No podía explicarlo, no exactamente, pero un escalofrío recorrió mi nuca como el susurro de una presencia que no podía ver.

Alguien me estaba observando.

Lo sentí profundamente en mis entrañas, como los animales saben cuando se acerca una tormenta.

Giré la cabeza lentamente, fingiendo admirar los lirios blancos brillantes plantados cerca de la fuente.

Pero mi corazón latía con fuerza.

Demasiado rápido.

Demasiado fuerte.

Sin pensarlo más, me escabullí del camino de piedra y me dirigí hacia la parte más profunda del jardín.

Más allá de los arbustos, las filas cuidadosamente plantadas de rosas plateadas, y hacia el laberinto – un lugar tranquilo que nadie frecuentaba realmente.

No durante las fiestas.

Era demasiado oscuro, demasiado fácil perderse en él.

No fui lejos, solo lo suficiente para deslizarme detrás de los setos y ocultar mi cuerpo de la vista.

La entrada por sí sola era lo bastante tupida de flores y lo suficientemente alta para protegerme.

Me agaché detrás de un muro de hiedra, conteniendo la respiración, tratando de escuchar.

Nada.

Ni pasos.

Ni respiración.

Solo la música que sonaba débilmente en la distancia y el canto de los grillos en la maleza.

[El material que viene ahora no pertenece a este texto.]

PR #1747, opened 2022-02-17
Initial submission of Devanagari Romanized (SIL)

sil-internationalNP:


keyman-server:

DavidLRowe:
Thanks for your submission. There are some things that need correction.

The sil_devanagari_romanized.kpj.user file should not be part of the keyboard submission. Please delete this file. (BUT make sure you don't delete the sil_devanagari_romanized.kpj file which is needed for the keyboard build.)

The HISTORY.md file has a non-UTF-8 encoding due to characters in the entry under v1.6.

The welcome.htm should contain information on how to use the keyboard. Currently there is not much help there. You could include information from the .php help file in the welcome.htm. (Alternatively, you could include the PDF file and link to that from welcome.htm.)

There are some problems with the .php help file. 
- the name doesn't match -- it needs to be sil_devanagari_romanized.php to match the keyboard project name (currently it is misspelled as sil_devnagari_romanized.php, that is, "vn" rather than "van")
- the names for "data-states" need to match exactly what is used for the names of the layers in Keyman Developer (and the .keyman-touch-layout file). You have "rightalt-shift Ctrl-Alt" but they are actually "rightaltshift CtrlAlt".

It would be better to omit the layers for the QWERTY keyboard (rightctrl and shiftrightctrl), and let the user switch keyboards to type in Latn script. 

Some minor suggestions/questions: 

The touch layout seems a bit crowded. You could, for example, move some punctuation keys off the default layer (or make them longpress keys on a single punctuation key). But perhaps keeping the same layout as the desktop keyboard is more important?

For the .kmn file, you just need "any" if you are supporting all platforms. You can untick all the other boxes. (This makes it easier for someone examining the keyboard.)

Let us know if you have any questions.

DavidLRowe:
I think you've dealt with all the problems, so I could approve this as it stands, but I'll raise two things you might want to change:
- You've included SILkeybRom.png in the package. Is this a file to replace the default Keyman image when the desktop keyboard is being loaded? If so, you'll need to go to the Details tab, and select the file for the "Image file:" field. Ideally the image should be 140x250 pixels. If the image is a different size, Keyman will try to make it fit which may distort the image.
- Currently you have specified the language tag (BCP 47 code) as "ne-NP" in the sil_devanagari_romanized.keyboard_info and in the sil_devanagari_romanized.kps files. The canonical form for this tag is just "ne", which would be preferable. 
- If the keyboard can be used to type other languages written in the Devanagari script, you can include the corresponding BCP 47 codes  in the sil_devanagari_romanized.keyboard_info and in the sil_devanagari_romanized.kps files. (Or possibly you would want to wait until the next time this keyboard is updated.)

DavidLRowe:
The only issue I saw was that you didn't actually reference the newly resized image file, so I made that change in the .kps file.

DavidLRowe (approved):

sil-internationalNP:
Thanks for the upload. But, we've got some problems with the pull.

The source in the pull doesn't match our branch. We have lots of errors: web keyboard not working, web help file has wrong text and is missing keyboard images, etc.

Any idea why we are having these probems?

LornaSIL:
The help file has the wrong syntax, so I'll try to fix that for you. I've uploaded your font to another repo to see if that helps. I'm not quite sure about the web keyboard, but we'll look into it. Have you tried the keyboard on Desktop? Is it actually correct? If so, then it's possible it's just we didn't get some of the structural issues right.

LornaSIL:
The help file doesn't match the text in the welcome.htm file. Do you want the online help to match what is in the welcome.htm file?
I can fix that without bumping the version number.

LornaSIL:
Adding your font to our site has helped the web keyboard situation. Please double-check that. Then let me know if you wish for me to update the online helpfile to match welcome.htm.

sil-internationalNP:
> The help file doesn't match the text in the welcome.htm file. Do you want the online help to match what is in the welcome.htm file? I can fix that without bumping the version number.

Yes, we want text in the welcome.htm to match the help file. Also, we want keyboard description in both help and welcome file to match with the description in read.md or keyboard_info file. Thank you for the fixes. Now, the web keyboard is working fine.

LornaSIL:
See #1761. I updated only the online help file with the next from welcome.htm *except* I used the description from README.md as you asked. You'll need to be the one to update welcome.htm next time you update the keyboard. The only time we can update the welcome.htm file is when you bump the keyboard version and I didn't want to do all of that for the help file.

LornaSIL:
I updated the help file, so I hope it looks okay to you now.

DavidLRowe:
https://help.keyman.com/keyboard/sil_devanagari_romanized

sil-internationalNP:
In the code we checked in, the welcome/readme/help first paragraph all matched. So we are confused why after the pull they were different?

sil-internationalNP:
> I updated the help file, so I hope it looks okay to you now.

Yeah it looks fine. Thank You! for the update.

LornaSIL:
>In the code we checked in, the welcome/readme/help first paragraph all matched. So we are confused why after the pull they were different?

I suspect some of the files you changed didn't make it in to the Pull Request. I know this is a confusing process.

PR #1752, opened 2022-02-18
Added the Postmodern English US DualStroke Keyboard

PostmodernEnglish:
The Postmodern English project is an open source effort at re-working the English writing system to be more phonetically accurate, compact, and consistent. For more info on this project, please visit http://www.postmodernenglish.org/ .

This is a United States Postmodern English keyboard, in the DualStroke layout style. The DualStroke style makes use of 3 dead keys to type the 3 different accent marks of Postmodern English, plus the alternate characters on the keyboard.


keyman-server:

DavidLRowe:
@PostmodernEnglish Everything looks fine, except some things that I missed on your previous submissions. (Oops!)

If you go to https://help.keyman.com/keyboard/postmodern_english_uk_natural you'll see that the images are too wide. I should have caught that. Sorry! (The welcome.htm file has an entry in the style element: `img { width: 75%; height: 75%; }` that scales all img elements.) So, one way to address the problem is to include scaling information either in the img element (width="95%" or whatever) or via a style. The other way would be to manually reduce the resolution of the images themselves; in this case we'd suggest 920 pixels wide or less.

The same is true for the postmodern_english_us_natural keyboard. 

I'd suggest that you make a new PR to correct the widths of the images for postmodern_english_us_natural and postmodern_english_uk_natural. (Again, sorry I didn't catch that before.) Normally when modifications are made to a keyboard, the version number needs to be incremented (1.0 to 1.1 or to 1.0.1, for example) so that the build system knows that this is a new keyboard that should be offered to users. The exception is in cases like this where the only change is to the `help` folder and the on-line help. So, for this case, you don't need to modify anything except the files in the help folder.

Then in this PR, you'll need to make similar adjustments for the widths of the images in the .php help file.

Thanks!

DavidLRowe:
I spoke too soon! See the comment I made in PR #1756 about extra files in the package. You should remove:
- the three *.md files
- the *.keyboard_info
- the source files: *.ico, *.kps, *.keyman-touch-layout, *.kmn, *.kvks, *.kps

DavidLRowe (approved):

PR #1759, opened 2022-02-24
Postmodern English US Natural Misc Fixes

PostmodernEnglish:
Misc. fixes suggested for US Natural.


keyman-server:

DavidLRowe:
Rather than changing the version number in README.md to 1.1, I just removed the line. We've found that having the version number in multiple places makes extra work when updating the keyboard.

DavidLRowe (approved):

PR #1763, opened 2022-03-02
update touch layout

hinditutorpoint:
hi team update change according this commit and fixed touch layout shift not working yet

PR #1768, opened 2022-03-04
[masaram_gondi] Update keyboard with hopefully correct changes

LornaSIL:
This was rather complex since the keyboard was not updated from the previous package structure.
This should hopefully replace the changes that were made in PR #1763.


DavidLRowe:
For desktop layout, default and shift layers, the "[" "]" "{" "}" keys generate "[" "]" "{" and "}", but the characters displayed on the OSK (and with the welcome.htm) are different. Not sure which is correct.

I'm having trouble testing the touch layout, but it seems that the shift button doesn't work.

DavidLRowe (approved):

hinditutorpoint:
hello team there was a font issue in welcome.html can you please fixed it

LornaSIL:
Ok, I'll take a look at it. The revised help file also is in bad shape.

PR #1772, opened 2022-03-07
[srr_ajami] Changed two characters per user request

LornaSIL:


DavidLRowe:
The version in the .kmn file is 1.1, but in HISTORY.md it is 1.2.

Can you check the shift layer on the touch layout? It seems that, for the character being displayed, the U+0684
didn't get changed to U+08A2.

DavidLRowe (approved):

PR #1776, opened 2022-03-10
[burushaski_girminas] Version Change and Development 

quwatsunny:
Based on your recommendation, I have open a new pull.


keyman-server:

LornaSIL:
Thanks for resubmitting this. I do have some things that need changing, but you should be able to update the files in this Pull Request.
* In LICENSE.md, please change the copyright date from `© 2020 Quwat K. Sunny` to `© 2020-2022 Quwat K. Sunny` (adding the ending year. In all other locations you can completely remove the year if you want so that you don't have to keep updating that. We just required LICENSE.md to be kept updated.
* Please delete the .kmn, and .kps files that are in the `burushaski_girminas` folder (and keep the ones in the `source` folder).
* The `keyboard_info` file needs some adjustment. When you were removing the extra languages I think you accidently removed the "description". Also, the final double quote needs to be on the previous line at the end of the description. The whole file needs to look like this:
```
{
    "license": "mit",
    "languages": [
        "bsk-Latn"
    ],
	  "description": "Burushaski Girminas is latin/Roman based keyboard developed for Buruśo Mahraka, a representative body of all three varieties of Buruśaski from Hunza Nagar and Yasin."
}
```
* In the .kmn file:
   * Either remove this line `store(&KMW_HELPFILE) 'burushaski_girminas-help.htm'` or add that file into the Pull Request (and in the .kps).
   * On line 63 you have this `U+1E8Ec` please delete the `c` as that makes it the wrong character.
   * When the tablet and the phone touch layouts are the same, we recommend deleting one of them. This is because if there is no phone layout, the tablet layout will work on a phone (and vice versa). The reason we recommend this is that it is easier to just keep one layout up-to-date rather than having to update both layouts and test both layouts. You can delete one of them by selecting "Platform: phone" and then clicking on the "Del" button to delete that layout. Then save.
   * The way to access the "Symbol" layer is in a very odd location. I had to look very hard to figure out where to find it. Would you consider moving it back to where it was before (lower left, just above the abc key)?
   * The key labeled `U_1F821` has the glyph for U+1F621 on the keycap. You should either change the glyph on the keycap or change the label to `U_1F621`. U+1F821 appears to be an up arrow so I think you should change the label.
* In the .kps file:
   * Please add in your welcome.htm
   * Please add in your readme.htm
   * On the Keyboards tab, the BCP 47 tag should match what is in the `keyboard_info` file. In this case, `bsk-Latn`. You can take `-PK` off the tag name.
   * Under the Details tab
      * add in the readme.htm
      * Delete the version number and check "Package version follows keyboard version". This is a good example of why this field is needed since your keyboard version is different than what you have here.
      * You can delete the copyright year here if you want, but leave the copyright holder name.
* In the help file (burushaski_girminas):
   * This is a php file that should have the regular html header info removed. Please delete *everything* through this line `<h1 class="style11">Overview</h1>` and then paste the following to the top of the file:
```
<?php 
  $pagename = 'Burush&atilde;ski Girminas - Roman/latin Keyboard Help';
  $pagetitle = $pagename;
  require_once('header.php');
?>

    <style type="text/css">
<!--
.style3 {
	color: #FF3300;
	font-weight: bold;
}
.style9 {color: #FFFFFF}
.style10 {color: #000000}
.style11 {font-family: Calibri}
.style13 {color: #000000; font-family: Calibri; }
.style16 {
	font-family: Verdana, Arial, Helvetica, sans-serif;
	font-size: 12px;
}
.style18 {font-size: 14}
body,td,th {
	font-family: Times New Roman, Times, serif;
}
-->
    </style>
```
Then, delete the last two lines in that file:
```
</BODY>
</HTML>
```

I think that's everything.

quwatsunny:
@LornaSIL  Thanks for the detailed review. I have made all the recommended changes. I have tried to follow your instruction to the best of my ability. Please let me know if anything else I need to do. Otherwise, you can merge it.

quwatsunny:
Thank you, Lorna, for your detailed review.  I have followed almost all your i

LornaSIL:
Looks much better.  A few things:
* The `keyboard_info` file needs a double quote at the end of the description.
* You now have two php files. Please delete the one in the `welcome` folder. They look like they are exactly the same.
* I still find the access key to get to the symbol layer (on the touch layout) in a strange location, but if that's where you want it, I'll let that one go.

That's it. With that, I should be able to approve it.

quwatsunny:
Hi Lorana, 

I understand your concern about the symbol.  Let's just leave it the way, I have updated it. 
I have made the other two changes.

LornaSIL (approved):
LGTM. Please note that I had to change your keyboard_info file. So, make sure next time you update the keyboard that you get the latest version of the files.

quwatsunny:
> LGTM. Please note that I had to change your keyboard_info file. So, make sure next time you update the keyboard that you get the latest version of the files.

Ok, thanks.  Thanks for approving. 
Also Lorna,  the web version of the the keyboard is picking up some different keyboard. 
Is there any issue.  The use Keyboard online option does not pick up the burushaski_girminas. 

https://keymanweb.com/#bsk-latn,Keyboard_burushaski_girminas

LornaSIL:
I think you just have to be patient for a few hours and eventually that
part will build properly too.

PR #1781, opened 2022-03-11
Latest update for Devanagari Romanized (SIL)

sil-internationalNP:


keyman-server:

DavidLRowe:
It seems that the tablet layout you added is identical to the phone layout. In such a case, we strongly recommend that you keep only one of the layouts (that is, delete either phone or tablet layout). Keyman will use a phone layout on a tablet if no tablet layout is specified and vice versa. So if the two are identical, you greatly increase the maintenance burden of keeping the two synchronized whenever there's a change. (The only reason to have both layouts is if you intend to make the tablet and phone layouts different. For example, you might make a phone layout that has one less row by moving the top row of digits to a numeric layer.) If you really want to keep both layouts (phone and tablet), I guess that's okay, but in our experience, it's just extra work.

When you delete one of the layouts, you'll need to adjust the .php file accordingly.

I don't have much experience with the Devanagari script, so the following comments may just reflect my ignorance!

The on-screen keyboard (OSK) shows a character on the RAlt+x key, but pressing that combination doesn't produce anything. The images included with the welcome.htm are similar. Does this only work in specific contexts? Or is the OSK in error (as well as the welcome.htm image)?

The same seems to be the case for the LCtrl+LAlt+x

The Shift+A produces "A", although the OSK and welcome.htm indicate it should produce अ.

Just one more comment about the documentation in the welcome.htm. Sometimes the QWERTY keyboard keys are listed (as in the "Conjuncts" subsection of the "halanta" section) and sometimes they aren't (as in the other two subsections of the "halanta" section). It may be that the QWERTY key info isn't needed for someone who knows the script, but I find it really helpful! This is not a request for changes to the documentation, but just a comment from someone new to the script.

DavidLRowe:
Everything looks good, except for one small item with the help file. The .php file has 
```
<div id='osk-phone' data-states='default shift rightalt rightaltshift'>
```
but the name of the layer is `rightalt-shift` (rather than `rightaltshift`) so currently that layer is not displayed.

With that change, the keyboard should be ready.

Optionally, you might consider changing the touch layout to remove the `leftctrl-leftalt` and `leftctrl-leftalt-shift` layers (along with the "LAltLCtrl" key to the left of the space bar) since these two layers are duplicates of the `rightalt` and `rightalt-shift` layers.

DavidLRowe:
Thanks for submitting this update. The 1.7 version of the keyboard should be available at https://keyman.com/keyboards/sil_devanagari_romanized once the keyboard build system runs. (That link takes you to a page that currently shows version 1.6, but will show version 1.7 when it is available, usually within 24 hours.)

Dejé escapar un lento suspiro.

Quizás lo había imaginado.

Lo último que quería era ser vista así.

Fuera de mi habitación durante una reunión llena de lobos de alto rango e invitados de todas partes.

Si alguien de la manada me viera…

si le dijeran a Finn…

Estaba a punto de salir del seto cuando una voz me dejó helada.

—¿Me estabas buscando?

Todo mi cuerpo se sobresaltó.

Me di la vuelta tan rápido que casi tropecé.

Allí.

A pocos pasos de distancia había un hombre, parcialmente oculto en el borde oscuro de los setos.

Tenía los brazos cruzados y una máscara plateada cubría la mayor parte de su rostro, captando destellos de luz de luna entre las hojas.

¿Un invitado?

Mi primer pensamiento fue que debía ser una fiesta de máscaras temática.

Eso explicaría la máscara.

El hombre tenía una gran complexión y era alto.

Más alto que Finn.

Sus hombros eran anchos, su postura relajada pero…

dominante.

Como alguien que no necesitaba demostrar nada.

Parecía que podría ser un Beta, o incluso un Alfa.

Pero noté que su aroma apenas perduraba.

Débil.

No era en absoluto como lo que esperaría de un lobo de alto rango.

La mayoría de los cambiaformas lobo poderosos tenían un aroma distintivo que te golpeaba antes de que incluso hablaran—denso, terroso, salvaje.

Este era apenas perceptible, como un fantasma.

Los libros y los ancianos de la manada siempre han dicho que cuanto más débil es el aroma de un cambiador, más débil es el lobo que tiene.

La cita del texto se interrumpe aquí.